In order to become eligible, employees will have to be part of the company for a minimum six months.

According to Cuthbert, the trade unions which represent a large percentage of workers – the University and Allied Workers Union, and the National Workers Union, as well as the Sugar Producers' Federation – have all given the move their blessing, with 40 per cent of the employees that they bargain for taking up the offer.

“It's big news at Wray & Nephew and in the Campari Group,” she said of one of the few companies in Jamaica in which the scheme is applied to all employees, and not just at the senior executive level.

“Our belief is that success comes from individual and collective contributions. This is also a reflection of that. You have an opportunity to invest in the company that you work for. That's unique. It's actually making employees as important as leadership,” Cuthbert maintained.

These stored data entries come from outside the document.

PR #11884, opened 2020-05-20
Add libctx support to CMS/PKCS7

slontis:
##### Checklist


slontis:
Documentation still needs to be done.

crypto/cms/cms_kari.c
```diff
@@ -413,13 +429,15 @@ int cms_RecipientInfo_kari_init(CMS_RecipientInfo *ri,  X509 *recip, EVP_PKEY *r
...
     EVP_CIPHER_CTX *ctx = kari->ctx;
-    const EVP_CIPHER *kekcipher;
+    EVP_CIPHER *kekcipher;
+    const char *kekcipher_name;
     int keylen;
     int ret;
 
     /* If a suitable wrap algorithm is already set nothing to do */
-    kekcipher = EVP_CIPHER_CTX_cipher(ctx);
+    kekcipher = (EVP_CIPHER *)EVP_CIPHER_CTX_cipher(ctx);
```
bukka, line 440: I'm sure it has got a reason but was just wondering why is it necessary to cast from const...?

crypto/cms/cms_lib.c
```diff
@@ -20,18 +20,65 @@ DEFINE_STACK_OF(CMS_RevocationInfoChoice)
...
+{
+    CMS_ContentInfo *ci;
+
+    ci = (CMS_ContentInfo *)ASN1_item_new(ASN1_ITEM_rptr(CMS_ContentInfo));
+    cms_set0_libctx(ci, NULL, NULL);
+    return ci;
+}
+
+CMS_ContentInfo *CMS_ContentInfo_new_ex(OPENSSL_CTX *libctx,
+                                        const char *propq)
```
bukka, line 46: CS: might not need to be wrapped (looks like 80 on single line)

crypto/cms/cms_lib.c
```diff
@@ -20,18 +20,65 @@ DEFINE_STACK_OF(CMS_RevocationInfoChoice)
...
+{
+    ASN1_item_free((ASN1_VALUE *)cms, ASN1_ITEM_rptr(CMS_ContentInfo));
+}
+
+const CMS_CTX *CMS_get0_ctx(const CMS_ContentInfo *cms)
+{
+    return cms != NULL ? &cms->ctx : NULL;
+}
+
+void CMS_set0_libctx(CMS_ContentInfo *ci, OPENSSL_CTX *libctx, const char *propq)
```
bukka, line 64: CS: this is over 80 :)

doc/man3/CMS_set0_libctx.pod
```diff
@@ -0,0 +1,52 @@
...
+
+ #include <openssl/cms.h>
+
+ void CMS_set0_libctx(CMS_ContentInfo *ci, OPENSSL_CTX *libctx,
+                      const char *propq);
+
+=head1 DESCRIPTION
+
+CMS_set0_libctx() may be called after loading CMS_ContentInfo
+(See CMSMIME_read_CMS(), PEM_read_bio_CMS(), d2i_CMS_bio()) to set the library
```
bukka, line 17: typo: should be `SMIME_read_CMS()`

crypto/cms/cms_kari.c
slontis: I was reusing the variable down further - will add it as a seperate non cost variable instead.

apps/lib/app_provider.c
```diff
@@ -69,6 +89,8 @@ int opt_provider(int opt)
         return opt_provider_load(opt_arg());
     case OPT_PROV_PROVIDER_PATH:
         return opt_provider_path(opt_arg());
+    case OPT_PROV_PROVIDER_CONFIG_FILE:
+        return opt_libctx_config_path(opt_arg());
```
mattcaswell, line 93: I'm not too sure about the semantics of this. Effectively this introduces the side effect of creating a non-default libctx. This is not at all obvious and means that `-provider default -provider_config conf.cnf` means something different to `-provider_config conf.cnf -provider default`. This seems quite non-intuitive. It also means the option will be ignored for any app that we don't update to being "libctx" aware.

A possible alternative is that these options never create a new libctx themselves. They only use whatever the value of `libctx` is. Applications that are libctx aware could call a `setup_libctx` function which creates a non-default value for libctx, and loads the "null" provider into the default ctx.

apps/include/opt.h
```diff
@@ -271,17 +271,20 @@
...
         OPT_PROV_PROVIDER, OPT_PROV_PROVIDER_PATH, \
+        OPT_PROV_PROVIDER_CONFIG_FILE, \
         OPT_PROV__LAST
 
 # define OPT_PROV_OPTIONS \
         OPT_SECTION("Provider"), \
         { "provider_path", OPT_PROV_PROVIDER_PATH, 's', "Provider load path (must be before 'provider' argument if required)" }, \
-        { "provider", OPT_PROV_PROVIDER, 's', "Provider to load (can be specified multiple times)" }
+        { "provider", OPT_PROV_PROVIDER, 's', "Provider to load (can be specified multiple times)" }, \
+        { "provider_config", OPT_PROV_PROVIDER_CONFIG_FILE, 's', "Provider config file to load (can be specified multiple times)." }
```
mattcaswell, line 281: This option needs documentation

crypto/asn1/a_digest.c
```diff
@@ -38,30 +38,40 @@ int ASN1_digest(i2d_of_void *i2d, const EVP_MD *type, char *data,
...
     i = ASN1_item_i2d(asn, &str, it);
-    if (!str)
+    if (str == NULL)
         return 0;
 
-    if (!EVP_Digest(str, i, md, len, type, NULL)) {
-        OPENSSL_free(str);
-        return 0;
-    }
+    if (!EVP_MD_provider(md))
```
mattcaswell, line 60: `EVP_MD_provider == NULL`

crypto/asn1/asn_mime.c
```diff
@@ -231,14 +232,16 @@ static int asn1_write_micalg(BIO *out, STACK_OF(X509_ALGOR) *mdalgs)
 
 /* SMIME sender */
 
-int SMIME_write_ASN1(BIO *bio, ASN1_VALUE *val, BIO *data, int flags,
-                     int ctype_nid, int econt_nid,
-                     STACK_OF(X509_ALGOR) *mdalgs, const ASN1_ITEM *it)
+int SMIME_write_ASN1_ex(BIO *bio, ASN1_VALUE *val, BIO *data, int flags,
+                        int ctype_nid, int econt_nid,
+                        STACK_OF(X509_ALGOR) *mdalgs, const ASN1_ITEM *it,
+                        OPENSSL_CTX *libctx)
```
mattcaswell, line 238: Should we also pass the propq to all these functions? We're quite inconsistent, but I tend to think we should always pass both.

crypto/cms/cms_dd.c
```diff
@@ -17,11 +17,13 @@
...
 
-CMS_ContentInfo *cms_DigestedData_create(const EVP_MD *md)
+CMS_ContentInfo *cms_DigestedData_create(const EVP_MD *md,
+                                         OPENSSL_CTX *libctx, const char *propq)
 {
     CMS_ContentInfo *cms;
     CMS_DigestedData *dd;
-    cms = CMS_ContentInfo_new();
+
+    cms = CMS_ContentInfo_new_ex(libctx, propq);
```
mattcaswell, line 26: `CMS_ContentInfo_new_with_libctx`?

crypto/cms/cms_env.c
```diff
@@ -756,10 +812,12 @@ static int cms_RecipientInfo_kekri_encrypt(const CMS_ContentInfo *cms,
     r = 1;
 
  err:
+    EVP_CIPHER_free(cipher);
     if (!r)
         OPENSSL_free(wkey);
     EVP_CIPHER_CTX_free(ctx);
 
+
```
mattcaswell, line 820: Too many blank lines?

crypto/cms/cms_ess.c
```diff
@@ -30,30 +30,30 @@ int CMS_get1_ReceiptRequest(CMS_SignerInfo *si, CMS_ReceiptRequest **prr)
...
 
-CMS_ReceiptRequest *CMS_ReceiptRequest_create0(unsigned char *id, int idlen,
-                                               int allorfirst,
-                                               STACK_OF(GENERAL_NAMES)
-                                               *receiptList, STACK_OF(GENERAL_NAMES)
-                                               *receiptsTo)
+CMS_ReceiptRequest *CMS_ReceiptRequest_create0_ex(
+    unsigned char *id, int idlen, int allorfirst,
+    STACK_OF(GENERAL_NAMES) *receiptList, STACK_OF(GENERAL_NAMES) *receiptsTo,
+    OPENSSL_CTX *libctx)
```
mattcaswell, line 56: propq?

crypto/cms/cms_lib.c
```diff
@@ -20,18 +20,65 @@ DEFINE_STACK_OF(CMS_RevocationInfoChoice)
...
+{
+    ASN1_item_free((ASN1_VALUE *)cms, ASN1_ITEM_rptr(CMS_ContentInfo));
+}
+
+const CMS_CTX *CMS_get0_ctx(const CMS_ContentInfo *cms)
+{
+    return cms != NULL ? &cms->ctx : NULL;
+}
+
+void CMS_set0_libctx(CMS_ContentInfo *ci, OPENSSL_CTX *libctx,
```
mattcaswell, line 63: Should this be `CMS_ContentInfo_set0_libctx`? Same for the get0 above

crypto/x509/x509_cmp.c
```diff
@@ -163,6 +163,14 @@ int X509_cmp(const X509 *a, const X509 *b)
     return rv;
 }
 
+int X509_cmp_ex(X509 *a, X509 *b,
+                OPENSSL_CTX *libctx, const char *propq)
+{
+    X509_set0_libctx(a, libctx, propq);
+    X509_set0_libctx(b, libctx, propq);
```
mattcaswell, line 170: Surely the whole point of adding the libctx to the x509 structure is that we don't have to change all the `X509_*` calls to additionally take a libctx. So, I'm not sure why this one gets singled out for special treatment.

crypto/x509/x_x509.c
```diff
@@ -116,6 +116,14 @@ ASN1_SEQUENCE_ref(X509, x509_cb) = {
 IMPLEMENT_ASN1_FUNCTIONS(X509)
 IMPLEMENT_ASN1_DUP_FUNCTION(X509)
 
+void X509_set0_libctx(X509 *x509, OPENSSL_CTX *libctx, const char *propq)
```
mattcaswell, line 119: If we're going to take this approach, I wonder if we need the newly added `X509_verify_ex()` function. But so far I'm wondering why we need it at all...

crypto/cms/cms_kari.c
```diff
@@ -342,18 +351,25 @@ static int cms_kari_set_originator_private_key(CMS_KeyAgreeRecipientInfo *kari,
...
+    if (ri->d.kari == NULL)
         return 0;
     ri->type = CMS_RECIPINFO_AGREE;
 
     kari = ri->d.kari;
     kari->version = 3;
+    kari->cms_ctx = ctx;
+
+    X509_set0_libctx(recip, ctx->libctx, ctx->propq);
+    X509_set0_libctx(originator, ctx->libctx, ctx->propq);
```
mattcaswell, line 372: We seem to do this a lot and I'm not convinced this is correct. Can't an X509 object have a lifetime beyond a single CMS message, and may be used in multiple CMS messages? So tying to set the libctx to the one used by the CMS_CTX somehow doesn't seem right. I would expect the libctx associated with the X509 to be set shortly after it is created, and then never modified again. If the X509 object is created as part of the CMS operation, then it seems reasonable to set its libctx (and do so immediately after its creation) - but if it is passed in through an external API then this makes less sense.

crypto/cms/cms_sd.c
```diff
@@ -267,11 +276,13 @@ CMS_SignerInfo *CMS_add1_signer(CMS_ContentInfo *cms,
     if (!si)
         goto merr;
     /* Call for side-effect of computing hash and caching extensions */
+    X509_set0_libctx(signer, ctx->libctx, ctx->propq);
```
mattcaswell, line 279: Should the caller be responsible for doing this here?

crypto/x509/v3_purp.c
```diff
@@ -83,7 +83,7 @@ int X509_check_purpose(X509 *x, int id, int ca)
     int idx;
     const X509_PURPOSE *pt;
 
-    if (!X509v3_cache_extensions(x, NULL, NULL))
+    if (!X509v3_cache_extensions(x, x->libctx, x->propq))
```
mattcaswell, line 86: I wonder whether we should now remove the `X509v3_cache_extensions` function from the public API. It was recently added. Previously it was an internal function without the libctx/propq parameters...but now we have the ability to store the libctx in the X509 itself, so it seems pointless to pass through a different one.

doc/man3/X509_set0_libctx.pod
```diff
@@ -0,0 +1,56 @@
...
+
+X509_set0_libctx() may be called before calling other X509 functions that need 
+a library context I<libctx> and property query I<propq> to fetch algorithms
+from providers. These values are both NULL by default which results in the
+default (NULL) library context being used.
+
+=head1 NOTES
+
+The X509_set0_libctx() should be used by certificate objects if the library
+context is required. The following functions use the values set by
```
mattcaswell, line 23: Compare with X509v3_cache_extensions. I don't think we need both of those functions.

crypto/cms/cms_dd.c
slontis: Have we actually decided that that is the name we want to propagate?

crypto/cms/cms_sd.c
slontis: The caller is the app. Are you sure you want every app to have to set this themselves? More than likely it will fall over in a fecth and they wont have any idea why it happened.

crypto/cms/cms_dd.c
mattcaswell: I thought we had

slontis: Ok no problem I thought we still had a few new_ex about the place..

apps/lib/app_provider.c
slontis: Hmm I just tried doing this in #11948..
So having the app always have the libctx is also not good (at least initially as it propogates to every other instance of the app being called). if we have just one case where the libctx is not valid (e.g: SM2) then another test will break.. Maybe a -use_libctx option is better?

crypto/cms/cms_dd.c
mattcaswell: > Ok no problem I thought we still had a few new_ex about the place..

Having made the decision and still having some `new_ex` about the place are two different things! I thought the general consensus was that this was the preferred name form. That doesn't mean that all existing name forms have been changed.

apps/lib/app_provider.c
mattcaswell: Yes, that could work.

apps/include/opt.h
levitte: Like I said in #11948, I don't see why this option is necessary.  We have `-config` already.

crypto/asn1/asn_mime.c
slontis: ok it only uses it for rand - will change

crypto/cms/cms_lib.c
slontis: No - the CMS_ is used all through tthe APIS's to mean contentinfo..

apps/lib/app_provider.c
slontis: ok done.

crypto/x509/x509_cmp.c
slontis: Fixed

crypto/x509/x_x509.c
slontis: Removed the function.

crypto/cms/cms_kari.c
slontis: fixed..

crypto/cms/cms_sd.c
slontis: Removed

crypto/x509/v3_purp.c
slontis: Removed

doc/man3/X509_set0_libctx.pod
slontis: Removed X509v3_cache_extensions()

apps/include/opt.h
slontis: changed to use -config

slontis:
This should be ready for review again.

slontis:
ping

slontis:
Changed to WIP: as it is now dependant on bits from #11948 and #12153 are merged..
It will be rebased once those dependant PR's are merged, This should make it slightly easier to review.

slontis:
@mattcaswell 
Taken out of work in progress now that the dependent PR's have been merged.
It required quite a bit of rework since the base PR for X509 changed quite a bit,
so I have also broken it up into separate logical commits.

crypto/cms/cms_io.c
```diff
@@ -71,19 +76,34 @@ int SMIME_write_CMS(BIO *bio, CMS_ContentInfo *cms, BIO *data, int flags)
...
         mdalgs = cms->d.signedData->digestAlgorithms;
     else
         mdalgs = NULL;
 
-    return SMIME_write_ASN1(bio, (ASN1_VALUE *)cms, data, flags,
-                            ctype_nid, econt_nid, mdalgs,
-                            ASN1_ITEM_rptr(CMS_ContentInfo));
+    return SMIME_write_ASN1_with_libctx(bio, (ASN1_VALUE *)cms, data, flags,
+                               ctype_nid, econt_nid, mdalgs,
+                               ASN1_ITEM_rptr(CMS_ContentInfo),
```
mattcaswell, line 88: Indentation is now off

crypto/cms/cms_lib.c
```diff
@@ -14,24 +14,107 @@
...
+
+CMS_ContentInfo *CMS_ContentInfo_new_with_libctx(OPENSSL_CTX *libctx,
+                                                 const char *propq)
+{
+    CMS_ContentInfo *ci;
+
+    ci = (CMS_ContentInfo *)ASN1_item_new(ASN1_ITEM_rptr(CMS_ContentInfo));
+    if (ci != NULL) {
+        ci->ctx.libctx = libctx;
+        ci->ctx.propq = propq;
```
mattcaswell, line 55: Shouldn't we dup the propq here?

crypto/cms/cms_sd.c
```diff
@@ -395,14 +408,18 @@ CMS_SignerInfo *CMS_add1_signer(CMS_ContentInfo *cms,
...
             if (EVP_PKEY_sign_init(si->pctx) <= 0)
                 goto err;
             if (EVP_PKEY_CTX_set_signature_md(si->pctx, md) <= 0)
                 goto err;
-        } else if (EVP_DigestSignInit(si->mctx, &si->pctx, md, NULL, pk) <= 0)
+        } else if (EVP_DigestSignInit_with_libctx(si->mctx, &si->pctx,
+                                                  EVP_MD_name(md),
+                                                  ctx->libctx, ctx->propq,
+                                                  pk) <= 0)
             goto err;
```
mattcaswell, line 423: {} needed here

crypto/cms/cms_smime.c
```diff
@@ -460,35 +496,38 @@ int CMS_verify_receipt(CMS_ContentInfo *rcms, CMS_ContentInfo *ocms,
...
     return cms_Receipt_verify(rcms, ocms);
 }
 
-CMS_ContentInfo *CMS_sign(X509 *signcert, EVP_PKEY *pkey,
-                          STACK_OF(X509) *certs, BIO *data,
-                          unsigned int flags)
+CMS_ContentInfo *CMS_sign_with_libctx(X509 *signcert, EVP_PKEY *pkey,
+                             STACK_OF(X509) *certs, BIO *data,
+                             unsigned int flags,
+                             OPENSSL_CTX *libctx, const char *propq)
```
mattcaswell, line 510: Indentation is off

doc/man3/CMS_EnvelopedData_create.pod
```diff
@@ -24,6 +27,11 @@ L<CMS_add0_recipient_key(3)>.
 The B<CMS_ContentInfo> structure needs to be finalized using L<CMS_final(3)>
 and then freed using L<CMS_ContentInfo_free(3)>.
 
+
+CMS_EnvelopedData_create_with_libctx() is similar to CMS_EnvelopedData_create()
```
mattcaswell, line 31: I've tended to put the `with_libctx` version first in the docs and then describe how the non-libctx version is different.

crypto/pkcs7/pk7_asn1.c
```diff
@@ -62,7 +63,33 @@ ASN1_NDEF_SEQUENCE_cb(PKCS7, pk7_cb) = {
...
+    return ASN1_item_i2d((const ASN1_VALUE *)a, out, (PKCS7_it()));\
+}
+
+PKCS7 *PKCS7_new_with_libctx(OPENSSL_CTX *libctx, const char *propq)
+{
+    PKCS7 *pkcs7 = PKCS7_new();
+
+    if (pkcs7 != NULL) {
+        pkcs7->ctx.libctx = libctx;
+        pkcs7->ctx.propq = propq;
```
mattcaswell, line 89: dup the propq?

doc/man3/X509_dup.pod
```diff
@@ -334,6 +336,10 @@ to generate the function bodies.
 B<I<TYPE>_new>() allocates an empty object of the indicated type.
 The object returned must be released by calling B<I<TYPE>_free>().
 
+B<I<TYPE>_new_ex>() is similiar to B<I<TYPE>_new>() but also passes the library
```
mattcaswell, line 339: Don't you mean new_with_libctx here?

util/missingcrypto.txt
```diff
@@ -1120,8 +1123,10 @@ SHA256_Transform(3)
 SHA512_Transform(3)
 SMIME_crlf_copy(3)
 SMIME_read_ASN1(3)
+SMIME_read_ASN1_ex(3)
 SMIME_text(3)
 SMIME_write_ASN1(3)
+SMIME_write_ASN1_with_libctx(3)
```
mattcaswell, line 1129: Why are we adding new undocumented functions?

crypto/cms/cms_env.c
```diff
@@ -430,19 +480,21 @@ static int cms_RecipientInfo_ktri_decrypt(CMS_ContentInfo *cms,
     if (cms->d.envelopedData->encryptedContentInfo->havenocert
             && !cms->d.envelopedData->encryptedContentInfo->debug) {
         X509_ALGOR *calg = ec->contentEncryptionAlgorithm;
-        const EVP_CIPHER *ciph = EVP_get_cipherbyobj(calg->algorithm);
+        const char *name = OBJ_nid2sn(OBJ_obj2nid(calg->algorithm));
 
+        ciph = EVP_CIPHER_fetch(ctx->libctx, name, ctx->propq);
```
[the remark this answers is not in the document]
slontis: We need to either call the fetch OR evp_get_cipherbyname_ex() here so that it handles the libctx.

crypto/cms/cms_lib.c
slontis: Done

doc/man3/CMS_EnvelopedData_create.pod
slontis: ok

doc/man3/X509_dup.pod
slontis: yep..

util/missingcrypto.txt
slontis: Because it is derived from an existing undocumented function.

slontis:
I had to search for with_libctx to fix up all the indentation and documentation. Hopefully I got them all now.

slontis:
The last 5 commits are the fix ups after a rebase.

util/missingcrypto.txt
mattcaswell: So lets document it!

slontis: I was afraid you might say that - now I have to figure out what they really do..

slontis: Ok added docs now.

crypto/cms/cms_env.c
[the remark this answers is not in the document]
mattcaswell: Ok

doc/man3/CMS_EncryptedData_decrypt.pod
```diff
@@ -0,0 +1,49 @@
...
+
+ #include <openssl/cms.h>
+
+ int CMS_EncryptedData_decrypt(CMS_ContentInfo *cms,
+                               const unsigned char *key, size_t keylen,
+                               BIO *dcont, BIO *out, unsigned int flags);
+
+=head1 DESCRIPTION
+
+CMS_EncryptedData_decrypt() decrypts an I<cms> EncryptedData object using the
```
mattcaswell, line 18: *a* cms?

doc/man3/EVP_SignInit.pod
```diff
@@ -28,20 +33,30 @@ EVP_SignUpdate() hashes I<cnt> bytes of data at I<d> into the
...
 will be written to the integer at I<s>, at most C<EVP_PKEY_size(pkey)> bytes
 will be written.
 
+EVP_SignFinal() is similar to EVP_SignFinal_with_libctx() but uses default
+values of NULL for the library context I<libctx> and the property query I<propq>.
+
+ but also passes the
+library context I<libctx> and the property query I<propq> to use when creating
+a context to use with the key I<pkey>. EVP_SignFinal() uses NULL values for
+these fields.
```
mattcaswell, line 51: This text seems misplaced

slontis:
Looks like fuzzing test is generally broken at the moment.

apps/cms.c
```diff
@@ -978,8 +999,9 @@ int cms_main(int argc, char **argv)
                 goto end;
         }
     } else if (operation == SMIME_ENCRYPTED_ENCRYPT) {
-        cms = CMS_EncryptedData_encrypt(in, cipher,
-                                        secret_key, secret_keylen, flags);
+        cms = CMS_EncryptedData_encrypt_with_libctx(in, cipher,
+                                           secret_key, secret_keylen, flags,
+                                           libctx, propq);
```
mattcaswell, line 1004: Indentation is off

include/openssl/asn1.h
```diff
@@ -845,7 +845,13 @@ int PEM_write_bio_ASN1_stream(BIO *out, ASN1_VALUE *val, BIO *in, int flags,
 int SMIME_write_ASN1(BIO *bio, ASN1_VALUE *val, BIO *data, int flags,
                      int ctype_nid, int econt_nid,
                      STACK_OF(X509_ALGOR) *mdalgs, const ASN1_ITEM *it);
+int SMIME_write_ASN1_with_libctx(BIO *bio, ASN1_VALUE *val, BIO *data, int flags,
+                        int ctype_nid, int econt_nid,
+                        STACK_OF(X509_ALGOR) *mdalgs, const ASN1_ITEM *it,
+                        OPENSSL_CTX *libctx, const char *propq);
```
mattcaswell, line 851: Indentation is off

slontis:
rebased again : only change was a rename of an API from "_ex" to "_with_libctx".

slontis:
Thanks for reviewing. Finally merged to master.

PR #11888, opened 2020-05-20
Fix d2i_PrivateKey() to work as documented [1.1.1]

levitte:
d2i_PrivateKey() is documented to return keys of the type given as
first argument |type|, unconditionally.  Most specifically, the manual
says this:

> An error occurs if the decoded key does not match type.

However, when faced of a PKCS#8 wrapped key, |type| was ignored, which
may lead to unexpected results.

(cherry picked from commit b2952366dd0248bf35c83e1736cd203033a22378)


levitte:
Merged

176eb406691f14d560cf7619365830a4d033ee28 Fix d2i_PrivateKey() to work as documented

PR #11892, opened 2020-05-21
Coverity fixes

paulidale:
Fixes for recent Coverity issues:

- 1463571: Null pointer dereferences (FORWARD_NULL)
- 1463574: Null pointer dereferences (REVERSE_INULL)
- 1463576: Error handling issues (CHECKED_RETURN)
- 1463258: Incorrect expression (EVALUATION_ORDER)

### DIFF
--- a/crypto/x509/v3_ncons.c
+++ b/crypto/x509/v3_ncons.c
@@ -197,7 +197,7 @@ static int print_nc_ipadd(BIO *bp, ASN1_OCTET_STRING *ip)
     int len2 = ip->length - len1;
     char *ip1 = ipaddr_to_asc(ip->data, len1);
     char *ip2 = ipaddr_to_asc(ip->data + len1, len2);
-    int ret = ret = ip1 != NULL && ip2 != NULL
+    int ret = ip1 != NULL && ip2 != NULL
         && BIO_printf(bp, "IP:%s/%s", ip1, ip2) > 0;
 
     OPENSSL_free(ip1);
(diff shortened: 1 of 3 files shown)


providers/implementations/signature/rsa.c
```diff
@@ -337,9 +337,9 @@ static int rsa_signature_init(void *vprsactx, void *vrsa, int operation)
                     return 0;
                 }
 
-                strncpy(prsactx->mdname, mdname, sizeof(prsactx->mdname));
+                strncpy(prsactx->mdname, mdname, sizeof(prsactx->mdname) - 1);
                 strncpy(prsactx->mgf1_mdname, mgf1mdname,
-                        sizeof(prsactx->mgf1_mdname));
+                        sizeof(prsactx->mgf1_mdname) - 1);
```
kroeckx, line 342: This is being fixed in #11878 already.

kroeckx: I suggest you read the discussion there, because this doesn't actually fix anything.

paulidale: Thanks, I'll drop this part.

paulidale: And gone...

kroeckx:
Should that be REVERSE_NULL, without the I?

paulidale:
It was a copy paste from the Coverity issue, so I guess so.

t8m:
It could mean 'is NULL'.

paulidale:
Merged to master, thanks for the review.

PR #11893, opened 2020-05-21
Fix missing dependencies

zorrorffm:
Error will be reported when compiling code using "make -jxx" command.
There are some missing dependencies. Fix it by making dependencies between
*.c files and corresponding *.h files in providers/common/der directory.


mattcaswell:
Seems reasonable....@levitte?

slontis:
travis error is a timeout

levitte:
I'm a bit worried about repeated file names...  and didn't see this before now.  So [ahem], there's another variant in #11906...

According to Campari Group, in a news release issued from its Milan offices last month, “the strong response of Campari Group's employees, deliberately contributing part of their salaries to ESOP, confirms their trust and long-term commitment to the company's future growth

“The first of its kind since the company's listing on the Italian stock market 20 years ago, the ESOP is yet another testimony of Campari Group's ever stronger and long-lasting commitment towards its people in line with the long-term perspective which has always characterised its strategic vision.”

Campari Group's CEO Bob Kunze-Concewitz stated in the release that “The extraordinary response of Camparistas to our very first employee stock ownership plan in its launch year, is a great achievement for us. Despite the uncertain times, Camparistas share the group's long-term vision and, with their active participation, confirm their passion to strive together for the growth and continuous success of our business.”